[Exercise inputs]

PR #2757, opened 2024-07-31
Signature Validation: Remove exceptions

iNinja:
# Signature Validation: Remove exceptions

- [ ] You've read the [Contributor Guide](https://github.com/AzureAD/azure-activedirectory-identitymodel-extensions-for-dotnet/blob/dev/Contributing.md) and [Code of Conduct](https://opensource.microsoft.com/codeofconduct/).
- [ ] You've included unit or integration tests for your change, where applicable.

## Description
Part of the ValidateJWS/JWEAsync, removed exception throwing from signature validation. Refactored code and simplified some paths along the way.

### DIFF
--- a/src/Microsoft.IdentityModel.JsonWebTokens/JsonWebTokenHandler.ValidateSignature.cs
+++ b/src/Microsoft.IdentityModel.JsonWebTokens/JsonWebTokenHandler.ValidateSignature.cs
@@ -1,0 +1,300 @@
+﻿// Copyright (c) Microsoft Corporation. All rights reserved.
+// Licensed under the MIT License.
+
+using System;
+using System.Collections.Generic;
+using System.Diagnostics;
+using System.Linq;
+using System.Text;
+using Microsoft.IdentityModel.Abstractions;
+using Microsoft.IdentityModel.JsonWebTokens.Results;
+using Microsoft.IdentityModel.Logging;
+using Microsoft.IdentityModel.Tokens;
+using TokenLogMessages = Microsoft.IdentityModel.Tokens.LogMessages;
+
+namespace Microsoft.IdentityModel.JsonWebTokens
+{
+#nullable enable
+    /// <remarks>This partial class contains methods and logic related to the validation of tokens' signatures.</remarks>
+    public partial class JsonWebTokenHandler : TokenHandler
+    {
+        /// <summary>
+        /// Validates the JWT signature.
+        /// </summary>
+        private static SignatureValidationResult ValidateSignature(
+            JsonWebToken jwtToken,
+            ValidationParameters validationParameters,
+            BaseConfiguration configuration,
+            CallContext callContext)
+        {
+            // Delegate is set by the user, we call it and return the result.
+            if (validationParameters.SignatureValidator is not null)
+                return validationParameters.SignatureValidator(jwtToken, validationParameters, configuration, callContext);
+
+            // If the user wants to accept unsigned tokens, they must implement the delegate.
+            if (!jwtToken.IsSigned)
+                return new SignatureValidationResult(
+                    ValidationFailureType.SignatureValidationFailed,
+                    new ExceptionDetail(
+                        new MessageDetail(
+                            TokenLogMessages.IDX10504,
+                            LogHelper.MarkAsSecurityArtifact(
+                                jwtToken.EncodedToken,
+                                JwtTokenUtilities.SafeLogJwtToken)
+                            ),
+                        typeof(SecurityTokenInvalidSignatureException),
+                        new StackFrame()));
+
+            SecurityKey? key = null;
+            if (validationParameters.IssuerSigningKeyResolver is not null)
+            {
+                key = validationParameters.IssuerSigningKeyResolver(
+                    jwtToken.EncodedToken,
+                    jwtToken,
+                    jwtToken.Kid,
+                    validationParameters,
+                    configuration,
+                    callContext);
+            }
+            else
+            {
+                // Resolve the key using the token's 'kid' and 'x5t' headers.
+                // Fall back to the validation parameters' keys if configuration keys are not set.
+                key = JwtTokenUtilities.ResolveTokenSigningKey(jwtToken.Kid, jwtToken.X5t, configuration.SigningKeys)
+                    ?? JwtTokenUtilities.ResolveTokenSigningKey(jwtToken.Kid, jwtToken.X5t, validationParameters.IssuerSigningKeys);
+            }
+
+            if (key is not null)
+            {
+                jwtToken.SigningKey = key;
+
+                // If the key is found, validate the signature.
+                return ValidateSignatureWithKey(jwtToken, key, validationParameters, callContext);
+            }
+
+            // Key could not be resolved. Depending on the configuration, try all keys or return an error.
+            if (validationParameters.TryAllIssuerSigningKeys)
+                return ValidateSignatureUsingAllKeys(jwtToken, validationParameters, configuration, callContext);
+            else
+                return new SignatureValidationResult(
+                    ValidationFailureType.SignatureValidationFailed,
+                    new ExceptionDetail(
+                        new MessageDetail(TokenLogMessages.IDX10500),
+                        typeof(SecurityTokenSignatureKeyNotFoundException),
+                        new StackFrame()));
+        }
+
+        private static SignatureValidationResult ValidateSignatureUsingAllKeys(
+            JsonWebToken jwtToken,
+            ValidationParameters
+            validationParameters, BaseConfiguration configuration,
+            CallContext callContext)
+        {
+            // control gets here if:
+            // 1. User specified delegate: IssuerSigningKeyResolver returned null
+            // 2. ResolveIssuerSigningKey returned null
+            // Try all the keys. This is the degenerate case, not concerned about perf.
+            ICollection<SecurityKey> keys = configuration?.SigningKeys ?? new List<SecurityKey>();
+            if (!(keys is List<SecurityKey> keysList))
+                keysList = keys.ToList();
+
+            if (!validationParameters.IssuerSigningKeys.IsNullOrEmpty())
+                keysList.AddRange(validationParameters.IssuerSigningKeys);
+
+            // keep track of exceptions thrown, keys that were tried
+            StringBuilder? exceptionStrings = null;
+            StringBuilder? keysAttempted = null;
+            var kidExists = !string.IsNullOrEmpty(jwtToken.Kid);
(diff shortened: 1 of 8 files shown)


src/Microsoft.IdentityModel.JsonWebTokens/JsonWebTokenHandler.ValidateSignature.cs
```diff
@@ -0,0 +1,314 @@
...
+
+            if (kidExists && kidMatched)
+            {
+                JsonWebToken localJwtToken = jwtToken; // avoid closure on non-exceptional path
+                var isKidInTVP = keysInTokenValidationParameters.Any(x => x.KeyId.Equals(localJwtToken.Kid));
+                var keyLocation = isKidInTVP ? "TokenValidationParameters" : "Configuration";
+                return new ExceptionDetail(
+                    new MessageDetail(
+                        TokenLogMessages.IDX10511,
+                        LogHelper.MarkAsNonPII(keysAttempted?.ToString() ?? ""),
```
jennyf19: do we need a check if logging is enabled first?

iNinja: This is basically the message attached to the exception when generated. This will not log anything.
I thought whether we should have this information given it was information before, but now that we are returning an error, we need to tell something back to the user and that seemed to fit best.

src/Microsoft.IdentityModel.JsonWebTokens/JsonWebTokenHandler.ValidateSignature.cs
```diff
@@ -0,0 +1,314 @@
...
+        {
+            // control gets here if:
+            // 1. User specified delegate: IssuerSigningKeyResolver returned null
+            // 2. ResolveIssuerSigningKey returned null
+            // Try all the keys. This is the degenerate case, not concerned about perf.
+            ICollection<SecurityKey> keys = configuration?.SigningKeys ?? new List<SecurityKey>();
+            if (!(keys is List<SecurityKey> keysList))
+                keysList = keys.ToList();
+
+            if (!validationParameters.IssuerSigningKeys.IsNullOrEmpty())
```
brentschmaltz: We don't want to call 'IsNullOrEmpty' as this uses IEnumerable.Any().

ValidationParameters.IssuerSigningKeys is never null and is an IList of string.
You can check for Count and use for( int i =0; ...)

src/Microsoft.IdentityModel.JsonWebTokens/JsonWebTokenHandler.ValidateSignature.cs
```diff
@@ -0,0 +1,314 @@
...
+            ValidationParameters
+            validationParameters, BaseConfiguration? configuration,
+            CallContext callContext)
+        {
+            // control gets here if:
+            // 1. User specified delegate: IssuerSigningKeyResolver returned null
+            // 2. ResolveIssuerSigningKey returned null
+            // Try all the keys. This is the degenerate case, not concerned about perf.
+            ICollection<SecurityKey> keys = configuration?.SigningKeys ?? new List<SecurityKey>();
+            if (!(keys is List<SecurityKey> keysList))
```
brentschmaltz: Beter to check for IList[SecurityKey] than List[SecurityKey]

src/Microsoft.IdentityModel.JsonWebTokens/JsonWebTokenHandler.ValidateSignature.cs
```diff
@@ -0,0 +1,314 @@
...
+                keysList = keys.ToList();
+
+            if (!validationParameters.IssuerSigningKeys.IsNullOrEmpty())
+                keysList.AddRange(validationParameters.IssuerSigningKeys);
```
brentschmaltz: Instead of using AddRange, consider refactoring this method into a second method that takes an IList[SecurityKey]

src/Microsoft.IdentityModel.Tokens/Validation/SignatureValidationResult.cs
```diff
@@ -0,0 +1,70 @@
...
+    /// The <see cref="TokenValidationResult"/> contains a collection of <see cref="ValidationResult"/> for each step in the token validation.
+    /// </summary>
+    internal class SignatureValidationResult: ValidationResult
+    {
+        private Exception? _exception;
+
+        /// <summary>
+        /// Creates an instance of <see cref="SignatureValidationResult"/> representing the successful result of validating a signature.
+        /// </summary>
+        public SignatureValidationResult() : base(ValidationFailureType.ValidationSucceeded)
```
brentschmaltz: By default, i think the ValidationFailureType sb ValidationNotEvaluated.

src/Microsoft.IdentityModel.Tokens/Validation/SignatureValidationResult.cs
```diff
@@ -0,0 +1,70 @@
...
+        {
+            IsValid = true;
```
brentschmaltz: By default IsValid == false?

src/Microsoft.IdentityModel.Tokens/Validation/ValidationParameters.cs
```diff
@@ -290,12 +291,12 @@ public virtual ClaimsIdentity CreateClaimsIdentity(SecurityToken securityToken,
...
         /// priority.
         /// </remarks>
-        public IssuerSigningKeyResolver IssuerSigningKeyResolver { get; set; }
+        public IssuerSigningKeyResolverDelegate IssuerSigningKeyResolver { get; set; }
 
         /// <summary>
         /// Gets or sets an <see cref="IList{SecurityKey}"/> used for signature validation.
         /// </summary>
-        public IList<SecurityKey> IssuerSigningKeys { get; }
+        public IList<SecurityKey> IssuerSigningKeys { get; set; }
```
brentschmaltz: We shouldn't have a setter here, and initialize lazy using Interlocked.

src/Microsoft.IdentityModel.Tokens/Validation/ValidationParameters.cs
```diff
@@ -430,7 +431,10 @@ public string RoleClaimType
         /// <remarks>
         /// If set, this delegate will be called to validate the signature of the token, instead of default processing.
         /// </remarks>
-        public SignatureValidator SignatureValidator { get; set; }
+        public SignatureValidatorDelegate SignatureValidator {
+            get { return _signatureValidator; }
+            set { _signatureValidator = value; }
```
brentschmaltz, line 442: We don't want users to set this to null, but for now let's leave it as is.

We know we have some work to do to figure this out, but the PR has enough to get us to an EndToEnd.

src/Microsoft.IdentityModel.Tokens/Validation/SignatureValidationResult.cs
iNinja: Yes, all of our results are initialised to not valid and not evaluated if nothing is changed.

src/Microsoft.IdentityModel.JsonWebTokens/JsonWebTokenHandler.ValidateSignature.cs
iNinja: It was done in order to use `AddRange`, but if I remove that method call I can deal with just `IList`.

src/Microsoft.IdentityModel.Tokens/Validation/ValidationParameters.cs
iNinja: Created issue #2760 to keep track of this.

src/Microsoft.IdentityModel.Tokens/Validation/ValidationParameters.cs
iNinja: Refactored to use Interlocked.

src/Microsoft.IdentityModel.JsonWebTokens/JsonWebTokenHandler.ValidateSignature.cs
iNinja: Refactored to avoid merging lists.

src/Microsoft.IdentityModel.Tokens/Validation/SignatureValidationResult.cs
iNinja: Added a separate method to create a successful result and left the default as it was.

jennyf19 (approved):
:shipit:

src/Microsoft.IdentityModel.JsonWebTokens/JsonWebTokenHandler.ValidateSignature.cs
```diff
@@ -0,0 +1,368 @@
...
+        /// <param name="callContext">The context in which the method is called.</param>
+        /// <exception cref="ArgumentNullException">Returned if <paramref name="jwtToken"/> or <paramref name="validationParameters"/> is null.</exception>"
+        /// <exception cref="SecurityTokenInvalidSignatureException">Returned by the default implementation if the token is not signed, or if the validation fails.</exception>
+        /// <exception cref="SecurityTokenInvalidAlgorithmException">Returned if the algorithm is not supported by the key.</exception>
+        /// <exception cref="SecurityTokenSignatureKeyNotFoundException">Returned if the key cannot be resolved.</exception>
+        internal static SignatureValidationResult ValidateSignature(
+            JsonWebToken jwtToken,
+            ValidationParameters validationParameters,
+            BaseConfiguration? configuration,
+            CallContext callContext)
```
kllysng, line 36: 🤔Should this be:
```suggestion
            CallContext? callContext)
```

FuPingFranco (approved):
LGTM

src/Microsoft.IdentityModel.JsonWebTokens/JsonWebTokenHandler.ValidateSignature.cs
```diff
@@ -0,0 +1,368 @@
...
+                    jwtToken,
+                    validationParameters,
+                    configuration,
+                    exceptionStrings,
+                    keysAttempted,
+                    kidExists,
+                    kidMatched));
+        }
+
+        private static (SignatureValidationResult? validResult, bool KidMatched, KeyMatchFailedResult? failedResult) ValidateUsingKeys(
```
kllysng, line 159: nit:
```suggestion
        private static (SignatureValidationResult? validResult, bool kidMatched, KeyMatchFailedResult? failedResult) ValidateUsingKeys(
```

[/Exercise inputs]
[Exercise inputs]

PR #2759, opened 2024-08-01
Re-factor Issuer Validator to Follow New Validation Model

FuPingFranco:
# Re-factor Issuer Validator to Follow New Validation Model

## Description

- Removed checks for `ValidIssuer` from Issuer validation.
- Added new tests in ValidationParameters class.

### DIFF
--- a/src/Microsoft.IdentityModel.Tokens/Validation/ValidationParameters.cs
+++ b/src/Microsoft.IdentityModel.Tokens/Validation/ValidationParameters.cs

[/Exercise inputs]

Work task » Above are the entries. Copy exactly the part that opens with the line containing "PR #2757, opened 2024-07-31" and closes with the line containing "- [ ] You've read", and no more.

Expected answer »
PR #2757, opened 2024-07-31
Signature Validation: Remove exceptions

iNinja:
# Signature Validation: Remove exceptions

- [ ] You've read the [Contributor Guide](https://github.com/AzureAD/azure-activedirectory-identitymodel-extensions-for-dotnet/blob/dev/Contributing.md) and [Code of Conduct](https://opensource.microsoft.com/codeofconduct/).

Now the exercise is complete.